Why do people refuse to be realistic about the consequences of long term relationships?

Anonymous
Anonymous wrote:
Anonymous wrote:
Anonymous wrote:We were 25 and 26 when we got engaged. Nobody told us what would happen.

What should they have said? "Monogamy is boring. Don't do it." ???


What planet are you living on?? LOL. People say this ALLLLL the damn time. No one listens. Then they end up in this same situation in their late thirties or forties and look around like they are the first person this ever happened to. Never fails.
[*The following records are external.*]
PR #1606, opened 2022-09-19
prTitle and prRef are now hashed - removed payload dump on log

joshkay10:
**What's in this PR?**
Adding prTitle and prRef to the sensitive data list

Removing a complete payload object in a log

**Why**
prTitle and prRef is UGC and needs to be hidden

an entire payload it too much logging! we need to be targeted, payload is ok during debug but not as a default, we cannot always be sure what is in it and could potentially leak PII/UGC

**Added feature flags**
nope

**Affected issues**  
nope

**How has this been tested?**  
locally only, changes are minor enough that I feel this is sufficient.

**Whats Next?**
Keep hunting for UGC!

### DIFF
--- a/src/util/logger-utils.ts
+++ b/src/util/logger-utils.ts
@@ -4,7 +4,7 @@ import bformat from "bunyan-format";
 import { DEBUG } from "bunyan";
 import { createHashWithSharedSecret } from "utils/encryption";
 
-const SENSITIVE_DATA_FIELDS = ["jiraHost", "orgName", "repoName", "userGroup", "userGroup", "aaid", "username"];
+const SENSITIVE_DATA_FIELDS = ["jiraHost", "orgName", "repoName", "userGroup", "userGroup", "aaid", "username", "prTitle", "prRef"];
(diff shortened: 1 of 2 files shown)


src/util/logger-utils.ts
```diff
@@ -4,7 +4,7 @@ import bformat from "bunyan-format";
 import { DEBUG } from "bunyan";
 import { createHashWithSharedSecret } from "utils/encryption";
 
-const SENSITIVE_DATA_FIELDS = ["jiraHost", "orgName", "repoName", "userGroup", "userGroup", "aaid", "username"];
+const SENSITIVE_DATA_FIELDS = ["jiraHost", "orgName", "repoName", "userGroup", "userGroup", "aaid", "username", "prTitle", "prRef"];
```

What planet do you live on where people all get the same info and jnow the same things? Silly


No seriously. The one thing you can count on just about everyone telling you when your relationship turns serious is that your sex life will deteriorate. They may say it jokingly, but they will definitely say it, doubly so for men. It's the whole justification behind the stripper-style bachelor parties.
Anonymous
OK I wouldn't take the dcum relationship forum as representative of the population at large.
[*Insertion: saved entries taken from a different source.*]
PR #1607, opened 2022-09-19
More ugc

joshkay10:
**What's in this PR?**
Hash owner and description values as they contain UGC

### DIFF
--- a/src/github/client/github-client-interceptors.ts
+++ b/src/github/client/github-client-interceptors.ts
@@ -94,9 +94,9 @@ export const instrumentFailedRequest = (metricName: string, host: string) =>
 
 export const handleFailedRequest = (logger: Logger) =>
 	(error: AxiosError) => {
-		const { response, config, request } = error;
+		const { response, config  } = error;
 		const requestId = response?.headers?.["x-github-request-id"];
-		logger = logger.child({ res: response, config, req: request, err: error, requestId });
+		logger = logger.child({ requestId });
 
 		if (response?.status === 408 || error.code === "ETIMEDOUT") {
 			logger.warn("Request timed out");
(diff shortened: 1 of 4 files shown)


mboudreau (dismissed):

src/github/client/github-client-interceptors.ts
```diff
@@ -94,9 +94,9 @@ export const instrumentFailedRequest = (metricName: string, host: string) =>
 
 export const handleFailedRequest = (logger: Logger) =>
 	(error: AxiosError) => {
-		const { response, config, request } = error;
+		const { response, config  } = error;
 		const requestId = response?.headers?.["x-github-request-id"];
-		logger = logger.child({ res: response, config, req: request, err: error, requestId });
+		logger = logger.child({ requestId });
```
bgvozdev, line 99: Would it make sense to log request's URL + method and error message?

src/sync/installation.ts
```diff
@@ -224,7 +224,6 @@ const doProcessInstallation = async (data: BackfillMessagePayload, sentry: Hub,
 			} catch (err) {
 				const log = logger.child({
 					err,
-					repository,
```
bgvozdev, line 227: Shall we log repository ID maybe?

src/github/client/github-client-interceptors.ts
joshkay10: the log.error is **returning, status, path, method**.

The err obj doesn't have a additional msg in this case :shakes-fist:
example error:
`Error executing Axios Request (POST https://api.github.com/app/installations/26528447/access_tokens): Request failed with status code 404
`

Ahh, but theres a couple after that missing it, will add as childs

bgvozdev (approved):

Every once in awhile someone posts a thread asking if anyone here is happy and plenty of people chime in that they are.

But there is a disproportionate amount of very unhappy people here and a lot of sex starved men (and some women) will have found a place to safely bitch day in and day out about their spouses. I feel like they're in self therapy or something. You're just not getting posts like "I'm so happy with my wife, she's still banging me good after 20 years!" Mostly cause that guy had Vetter things to do them hang out here. Like banging his wife!
Anonymous
I knew the sex would lessen. I don't know that I could appreciate it. But I could deal with less frequent sex. I didn't know that at some point I would have to decide between never having sex with a partner that wants sex with me, or splitting up my kids home.
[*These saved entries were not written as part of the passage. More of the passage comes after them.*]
PR #1609, opened 2022-09-19
Arc 1443 api for extract db migration from deployment.

gxueatlassian:
**What's in this PR?**
1. Remove auto db migration during startup
2. Add two apis to support db migrate up and down.

**Why**
1. http://go/fast-five and decouple the db migration from code deployment.

**Added feature flags**
Nah, I dont' think it is possible. 

**Affected issues**  
ARC-1443

**How has this been tested?**  

Locally manual testing. 

Dev
image

Stage [WIP]

Not sure how to test on prod though.

**Whats Next?**
Some run book to show how to run this code.
Already added here. https://hello.atlassian.net/wiki/spaces/OTFS/pages/1958321242/HOWTO+Run+db+migration+manually+on+ddev+stg+prod


db/migrations/20220919123300-test-db-migration.js
```diff
@@ -0,0 +1,22 @@
+'use strict'
```
gxueatlassian, line 1: Not 100% sure, but having this just for testing on dev/stage (and maybe PROD?)

src/routes/api/db-migrations/db-migration-utils.ts
```diff
@@ -0,0 +1,90 @@
...
+			statusCode: 400,
+			message: `"targetScript" is mandatory in the request body, but found none.`
+		};
+	}
+	//just make sure the script name matching the ones in db down the track.
+	if (!targetScript.endsWith(".js")) targetScript = targetScript + ".js";
+	return targetScript;
+};
+
+/**
```
gxueatlassian, line 29: Thoughts please.

src/routes/api/db-migrations/db-migration-utils.ts
```diff
@@ -0,0 +1,90 @@
...
+ * So following scenarios will failed.
+ * Person A merge script 1, person B merge scripts 2. Now we CANNOT migrate anymore. Need to revert one PR first inorder to migrate.
+ *
+ * In short, encourage ppl to over-communicate when it comes to db migrations.
+ */
+export const validateScriptLocally = async (targetScript: string) => {
+
+	const scripts = await fs.promises.readdir(path.resolve(process.cwd(), "db/migrations"));
+	//Sort by name, asc, so filename order has to be in order now.
+	//So this now will be mandatory that, db migrtions scripts has to be alphabetically ordered.
```
gxueatlassian, line 40: `db migrtions scripts has to be alphabetically ordered` <-- I prefer this and think this requirement should be fine. But thoughts welcome .

src/routes/api/db-migrations/db-migration-down.ts
```diff
@@ -0,0 +1,59 @@
...
+	try {
+
+		const targetScript = getTargetScript(req);
+		logger.info(`Received DB target script to mgiration DOWN: ${targetScript}`);
+
+		await validateScriptLocally(targetScript);
+		await validateScriptAgainstDB(targetScript);
+		const { isSuccess, stdout, stderr } = await startDBMigration(targetScript, DBMigrationType.DOWN);
+
+		res.status(isSuccess ? 200: 500).send(`
```
bgvozdev, line 21: Would JSON be easier?

src/routes/api/db-migrations/db-migration-utils.ts
```diff
@@ -0,0 +1,90 @@
...
+ */
+export const getTargetScript = (req: Request) => {
+	let targetScript = (req.body || {}).targetScript;
+	if (!targetScript) {
+		throw {
+			statusCode: 400,
+			message: `"targetScript" is mandatory in the request body, but found none.`
+		};
+	}
+	//just make sure the script name matching the ones in db down the track.
```
bgvozdev, line 24: /nit comment duplicating code

src/routes/api/db-migrations/db-migration-utils.ts
```diff
@@ -0,0 +1,90 @@
...
+import { isNodeDev, isNodeTest, isNodeProd, getNodeEnv } from "utils/is-node-env";
+import { getLogger } from "config/logger";
+import { exec as execOrigin } from "child_process";
+import { promisify } from "util";
+
+const exec = promisify(execOrigin);
+const logger = getLogger("DBMigration");
+
+/**
+ * Return the common param in req.body `targetScript` to migrate up or rollback
```
bgvozdev, line 13: /nit `@return` - I think the convention is to use java-like doc

bgvozdev: Why "migrate up" only? What about "down"?

src/routes/api/db-migrations/db-migration-utils.ts
```diff
@@ -0,0 +1,90 @@
...
+ * Note: Intentially to make this param case sensitive to be more safe
```
bgvozdev, line 14: /nit I'd've rephrased that to something like "Param is case-sensitive for better safety"

src/routes/api/db-migrations/db-migration-utils.ts
```diff
@@ -0,0 +1,90 @@
...
+	if (!targetScript.endsWith(".js")) targetScript = targetScript + ".js";
+	return targetScript;
+};
+
+/**
+ * Make sure the script to migrate up or rollback is the lastest scripts in this build.
+ * So following scenarios will failed.
+ * Person A merge script 1, person B merge scripts 2. Now we CANNOT migrate anymore. Need to revert one PR first inorder to migrate.
+ *
+ * In short, encourage ppl to over-communicate when it comes to db migrations.
```
bgvozdev, line 34: /nit I'd've double-checked English in these comments 😛

src/routes/api/db-migrations/db-migration-utils.ts
```diff
@@ -0,0 +1,90 @@
...
+ */
+export const validateScriptLocally = async (targetScript: string) => {
+
+	const scripts = await fs.promises.readdir(path.resolve(process.cwd(), "db/migrations"));
+	//Sort by name, asc, so filename order has to be in order now.
```
bgvozdev, line 39: /nit comment duplicating code

src/routes/api/db-migrations/db-migration-utils.ts
bgvozdev: Can it be expressed as a unit-test instead of a comment?

src/routes/api/db-migrations/db-migration-utils.ts
```diff
@@ -0,0 +1,90 @@
...
+
+};
+
+export enum DBMigrationType {
+	UP = "UP",
+	DOWN = "DOWN"
+}
+
+export const startDBMigration = async (targetScript: string, ops: DBMigrationType) => {
+	logger.info(`All validation pass, now executing db migration script ${targetScript} for ${ops}`);
```
bgvozdev, line 61: /nit implies someone did the validation... this log line shouldn't be here but should be in the code that is calling this method

src/routes/api/db-migrations/db-migration-down.ts
gxueatlassian: Tried that locally just now, realise since the major consume is human/developer who run this script, the following screenshot (with json output) is not very user friendly, compare to the one in this PR's description.

thoughts?

image

src/routes/api/db-migrations/db-migration-utils.ts
```diff
@@ -0,0 +1,96 @@
...
+		isSuccess,
+		stdout,
+		stderr
+	};
+};
+
+const getDBMigrateEnv = () => {
+	if (isNodeDev()) return "development";
+	if (isNodeTest()) return "test";
+	if (isNodeProd()) return "production-migrate";
```
bgvozdev, line 90: Is staging same as prod here?

src/routes/api/db-migrations/db-migration-utils.ts
gxueatlassian: Let me think about the test. But on the other hand, this is more like a "got-cha" that developer needs to remember the scripts need to be named in alphabetical order. 

I can, however, remove the restriction on this one, but that means you may "accidentally" run other's db migration scripts as well. A bit hard to explain in pure text, though.

src/routes/api/db-migrations/db-migration-utils.ts
```diff
@@ -0,0 +1,96 @@
...
+	const env = getDBMigrateEnv();
+	if (ops !== DBMigrationType.UP && ops !== DBMigrationType.DOWN) {
+		throw {
+			statusCode: 500,
+			message: `Fail to execute db migration type ${ops}`
+		};
+	}
+	const cmd = ops === DBMigrationType.UP ?
+		`./node_modules/.bin/sequelize db:migrate --env ${env}`
+		: `./node_modules/.bin/sequelize db:migrate:undo:all --to ${targetScript} --env ${env}`;
```
bgvozdev, line 71: So, targetScript is always the top from the dir, right? How would rollback work in this case? Rollback to the lastest means do nothing, right?

src/routes/api/db-migrations/db-migration-up.ts
```diff
@@ -0,0 +1,54 @@
...
+
+	} catch (e){
+		logger.error("Error doing db migration up", e);
+		res.status(e.statusCode || 500);
+		res.send(safeJsonStringify(e));
+	}
+
+};
+
+const validateScriptAgainstDB = async (targetScript: string) => {
```
bgvozdev, line 37: tests?

src/routes/api/db-migrations/db-migration-utils.ts
gxueatlassian: 👍 thanks mate, just double checked and fixed things.

src/routes/api/db-migrations/db-migration-down.ts
```diff
@@ -0,0 +1,59 @@
...
+
+	} catch (e){
+		logger.error("Error doing db migration down", e);
+		res.status(e.statusCode || 500);
+		res.send(safeJsonStringify(e));
+	}
+
+};
+
+const validateScriptAgainstDB = async (targetScript: string) => {
```
bgvozdev, line 37: tests?

src/routes/api/db-migrations/db-migration-utils.ts
```diff
@@ -0,0 +1,96 @@
...
+export const getTargetScript = (req: Request) => {
+	let targetScript = (req.body || {}).targetScript;
+	if (!targetScript) {
+		throw {
+			statusCode: 400,
+			message: `"targetScript" is mandatory in the request body, but found none.`
+		};
+	}
+	//just make sure the script name matching the ones in db down the track.
+	if (!targetScript.endsWith(".js")) targetScript = targetScript + ".js";
```
bgvozdev, line 25: /nit I'd've renamed the method to "extractTargetScript" because this is not a plain getter anymore but getter + some logic...

src/routes/api/db-migrations/db-migration-utils.ts
atrigueiro: As long as we have a convention where the filename starts with the current date, for instance `2022-09-20`, we should be ok.

src/routes/api/db-migrations/db-migration-utils.ts
gxueatlassian: Yup, sounds good. Fixed.

src/routes/api/db-migrations/db-migration-utils.ts
```diff
@@ -0,0 +1,96 @@
+import { Request } from "express";
```
bgvozdev, line 1: Tests?

src/routes/api/db-migrations/db-migration-utils.ts
gxueatlassian: Got this line in `github-for-jira.sd.yml`, so I think `ddev` and `stg-west` and `prod-west` all use `production` as `NODE_ENV`
```yaml
config:
  environmentVariables:
    NODE_ENV: production
```

src/routes/api/db-migrations/db-migration-utils.ts
gxueatlassian: `targetScript` is always the last one (alphabetically). And the `sequelize db:migrate:undo:all --to <some_scripts.js>` is quite misleading. Turns out it is "inclusive". So this line will rollback the `some_script.js`, make the db back to the state before that script.

src/routes/api/db-migrations/db-migration-utils.ts
gxueatlassian: Sorry what do you mean?

src/routes/api/db-migrations/db-migration-utils.ts
gxueatlassian: Fixed, but I ended up removing the logic here, ( and also `targetScript.toLowercase() ===` in another place as well)

So the idea is keep it safe and straightforward, no logic, just use what user input.

src/routes/api/db-migrations/db-migration-utils.ts
gxueatlassian: fixed. `rollback` means `down`. But anyway I converted all `rollback` to `down` to be consistent.

src/routes/api/db-migrations/db-migration-utils.ts
bgvozdev: @gxueatlassian I just don't like comments in code ;) If this is something important, I think this should be covered by a test in case someone modifies it the test will break.

Order in this case means "latest". If you think it is not clear from the top comment to the function itself, I'd've added more explanations there; at least the documentation would be in one place, more cohesive IMHO

src/routes/api/db-migrations/db-migration-utils.ts
bgvozdev: This either requires a comment or a test, or (better) both.

src/routes/api/db-migrations/db-migration-utils.ts
```diff
@@ -0,0 +1,91 @@
...
+};
+
+export enum DBMigrationType {
+	UP = "UP",
+	DOWN = "DOWN"
+}
+
+export const startDBMigration = async (targetScript: string, ops: DBMigrationType) => {
+	const env = getDBMigrateEnv();
+	if (ops !== DBMigrationType.UP && ops !== DBMigrationType.DOWN) {
```
bgvozdev, line 63: This validation needs to be done somewhere else, where the string is converted to enum. Once it is converted, type-safety should guarantee that this never happens.

gxueatlassian: `string is converted to enum` <-- there's no string converted to enum in the code. The code is using it as enum directly.

But but, I just make sure it is safe, as at the end of day, js doesn't have enum, just string.

src/routes/api/db-migrations/db-migration-utils.ts
bgvozdev: Maybe better to rename it to something like `getDbConfigEnvForMigration()`? Would it make it a little bit more clear?

gxueatlassian: done.

src/routes/api/db-migrations/db-migration-utils.ts
bgvozdev: Ah right, I didn't paid attention to it. Anyway, I find it awkward that we are doing validation of something that is always true. 

If we worry that someone might add a new DBMigrationType that won't be supported by this function (which means the ternary operator will fallback to "down"), I would've changed that to 
```
switch (ops) {
   case UP: blah
   case DOWN: yada
   default: throw "Should never happen"
} 
```

src/routes/api/db-migrations/db-migration.test.ts
```diff
@@ -0,0 +1,101 @@
+import fs from "fs";
```
gxueatlassian, line 1: @bgvozdev tests !!

src/routes/api/db-migrations/db-migration-down.ts
gxueatlassian: added.

src/routes/api/db-migrations/db-migration-up.ts
gxueatlassian: added

src/routes/api/db-migrations/db-migration-utils.ts
gxueatlassian: added

src/routes/api/db-migrations/db-migration-utils.ts
gxueatlassian: @bgvozdev sounds good, let's chat tomorrow to pair on this comment.

.sequelizerc
```diff
@@ -1,9 +1,13 @@
...
+const migrationsDir =
+  process.env.IS_TESTING_DB_MIGRATION === "true" ?
+  "migrations-test" : "migrations";
+
 module.exports = {
   "config": path.resolve('./db/config.json'),
   "models-path": path.resolve('./src/models'),
   "seeders-path": path.resolve('./db/seeders'),
-  "migrations-path": path.resolve('./db/migrations')
+  "migrations-path": path.resolve(`./db/${migrationsDir}`),
```
bgvozdev, line 12: Would it be better to have it  "test/db"?

src/routes/api/db-migrations/db-migration-utils.ts
```diff
@@ -0,0 +1,101 @@
...
+import { getLogger } from "config/logger";
+import { exec as execOrigin } from "child_process";
+import { promisify } from "util";
+
+const exec = promisify(execOrigin);
+const logger = getLogger("DBMigration");
+
+/**
+ *
+ * Functiont to get the parem for db migration.
```
bgvozdev, line 14: /nit param

src/routes/api/db-migrations/db-migration-utils.ts
```diff
@@ -0,0 +1,101 @@
...
+ *
+ * Intentially to NOT make this param case insensitive to be more safe
```
bgvozdev, line 16: I'd've removed the double-negation. Maybe something like "Intentially making this param case sensitive for better safety"?

src/routes/api/db-migrations/db-migration-utils.ts
```diff
@@ -0,0 +1,101 @@
...
+
+/* Make sure the script to migrate up or down is the latest (alphabetically) script in this build.
+ * So the following scenarios will fail.
+ * Person A merge script 1, person B merge scripts 2. Now we CAN NOT migrate anymore. Need to revert one PR first to migrate.
+ *
+ * In short, encourage ppl to over-communicate when it comes to DB migrations.
+ */
+export const validateScriptLocally = async (targetScript: string) => {
+
+	const checkDirSurFix = isNodeTest() ? "-test" : "";
```
bgvozdev, line 39: SurFix?...

I mentioned that in another place: should we rather move it to tests dir?

.sequelizerc
```diff
@@ -1,9 +1,13 @@
 #!/usr/bin/env node
 const path = require('path')
 
+const migrationsDir =
+  process.env.IS_TESTING_DB_MIGRATION === "true" ?
```
bgvozdev, line 5: Should we rather have the whole path in the env variable and fall back to the default value (which is the production one)?

.sequelizerc
gxueatlassian: I think I like `db/migrations` and `db/migrations-test`, feels like it is trivial, so ignoring it now.
Please let me know if you think it is quite important.

.sequelizerc
gxueatlassian: Okay, I've refactor the test a bit, so this file still the same as here, but the other one, db-migration-utils.ts now does NOT have any test purpose code.

The reason to NOT mock the exec is, it is quite hard as the code also check against db, so need to mock many of those db query as well, make the test quite hard to write (and read).

db/migrations/20220919123300-test-db-migration.js
bgvozdev, line 1: Do we still need this file?

src/routes/api/db-migrations/db-migration-up.ts
```diff
@@ -0,0 +1,61 @@
...
```
bgvozdev, line 44: I thought you were going to move it to utils and cover with tests?...

src/routes/api/db-migrations/db-migration-utils.test.ts
```diff
@@ -0,0 +1,75 @@
...
+			let err = null;
+			try {
+				await validateScriptLocally(MIGRATION_SCRIPT_FIRST);
+			} catch (e) {err = e;}
+			expect(err).toEqual(expect.objectContaining({
+				statusCode: 400
+			}));
+		});
+	});
+	describe("DB migration util", () => {
```
bgvozdev, line 59: shouldn't it be `startDbMigration` ?

src/routes/api/db-migrations/db-migration-utils.ts
```diff
@@ -0,0 +1,99 @@
...
+	logger.info(`Target script match latest scripts in repo ${targetScript}, validation passed`);
+
+};
+
+export enum DBMigrationType {
+	UP = "UP",
+	DOWN = "DOWN",
+}
+
+export const startDBMigration = async (targetScript: string, ops: DBMigrationType) => {
```
bgvozdev, line 58: Btw, shouldn't it be something like `runDbMigration` instead? I feel like "start" means that there should be "finish", but there's none...

src/routes/api/db-migrations/db-migration.test.ts
```diff
@@ -0,0 +1,116 @@
+import express from "express";
```
bgvozdev, line 1: Shouldn't it be called `db-migration-router.test.ts` ?

db/migrations/20220919123300-test-db-migration.js
gxueatlassian: Not sure, it is for demo/once off verification purpose.

src/routes/api/db-migrations/db-migration-up.ts
bgvozdev: Ah, never mind, see you are testing it below

src/routes/api/db-migrations/db-migration.test.ts
bgvozdev: Ah, I see it is for both up and down... Would it make sense to merge them together into one file then to keep the convention? Currently it was tricky for me to relate the tests...

bgvozdev: Or maybe it would make sense to split this 2 file onto 2 (for up and down)?

.sequelizerc
gxueatlassian: Refactor the test again to have unit test and some test on the handler itself to with mock on the exec and some db query.

src/routes/api/db-migrations/db-migration-utils.test.ts
gxueatlassian: Updated.

src/routes/api/db-migrations/db-migration-utils.ts
gxueatlassian: Updated per your proposal. :)

src/routes/api/db-migrations/db-migration.test.ts
gxueatlassian: Yup make sense, split into two files, one for up and one for down.
I'll pass the router test for now, as it should be covered already in each of the up/down handler test.

db/migrations/20220919123300-test-db-migration.js
bgvozdev: ah right

src/routes/api/db-migrations/db-migration-down.test.ts
```diff
@@ -0,0 +1,83 @@
...
+}));
+jest.mock("models/sequelize", ()=>({
+	...jest.requireActual("models/sequelize")
+}));
+
+const DB_MIGRATE_DOWN_URL = "/api/db-migration/down";
+const MIGRATION_SCRIPT_FIRST = "20220101000000-first-script.js";
+const MIGRATION_SCRIPT_LAST = "20220101000001-second-script.js";
+
+describe("DB migration", ()=>{
```
bgvozdev, line 21: DB migration down?

src/routes/api/db-migrations/db-migration-up.test.ts
```diff
@@ -0,0 +1,80 @@
...
+}));
+jest.mock("models/sequelize", ()=>({
+	...jest.requireActual("models/sequelize")
+}));
+
+const DB_MIGRATE_UP_URL = "/api/db-migration/up";
+const MIGRATION_SCRIPT_FIRST = "20220101000000-first-script.js";
+const MIGRATION_SCRIPT_LAST = "20220101000001-second-script.js";
+
+describe("DB migration", ()=>{
```
bgvozdev, line 21: DB migration up?

bgvozdev (approved):

src/routes/api/db-migrations/db-migration-up.test.ts
gxueatlassian: fixed.

src/routes/api/db-migrations/db-migration-down.test.ts
gxueatlassian: fixed.

bgvozdev (approved):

All I can say is that those of us with a reasonable libido - you have no clue what it's like to face the prospect of a life without passion, ever, at age 38, unless you havebtdt,
Anonymous
Ok - when your husband comes to you and says he isn't interested in sex, ever, never initiates, but offers to hold the sex you against your pelvis if it will get you off his back, come tell us how that is totally cool because hey this is just what happens.
Anonymous
Maybe because for them it is working.
Anonymous
Sorry, OP. Hope it gets better.
Anonymous
Anonymous wrote:
Anonymous wrote:
Anonymous wrote:
Anonymous wrote:ok OP, so you have a low drive. no biggie. but some of us have a high drive and also have a spouse with a high drive. is it always 4th of July fireworks every time we have sex, no. but I'm lucky my DH is a great lover and takes care of my needs first. so that is just one of many reasons I want to have sex multiple times a week with him - and he's a pretty happy guy.

and we have 3 kids (teens/pre-teens) and both work full-time.


High drive high drive marriage here. My spouse is a great lover. However, doesn't much matter. Having sex with the same person 3xs a week is a complete bore

I love scallops. I don't want to eat scallops for dinner every single night, for the next 20 years, no matter how incredible the diversity of the preparation. I'm sure others would be happy with scallops forever and ever.


THIS!!!! Human beings just want new and strange. That's how it is. We (mostly) take it personally but maybe we shouldn't.


So what is the solution to this problem?


For me? Live the rest of my life out with having sex with the same human being completely taxing my imagination, never actually taking the time to comprehend thw travesty that I will live the rest of this beautiful life and DIE having sex with the same person from here on out.. Lie to myself like the PP and tell myself that sex is like fireworks afyer 20 years which works for a period of time and is cyclical.
Anonymous
Anonymous wrote:I got a whole lot of "it'll bounce back after the kids are older. Be patient."


Don't hold your breath.
Anonymous
Other side of the coin here. My DH and I are exhausted running after our very young children and it's just not there. I've talked to him and the feeling is mutual. That doesn't mean our marriage is dead; we spend a lot of time together and with the kids. I don't begrudge him and I am fairly certain he does not me. Could he be lying? I really doubt it, given how time consuming our family is on both of us. Strangely enough, I'm not exactly pining over the loss; I have enough on my plate. I can't imagine doing what I do AND being horny as hell. Maybe the libido will come back, maybe it won't. It's just not that important to me.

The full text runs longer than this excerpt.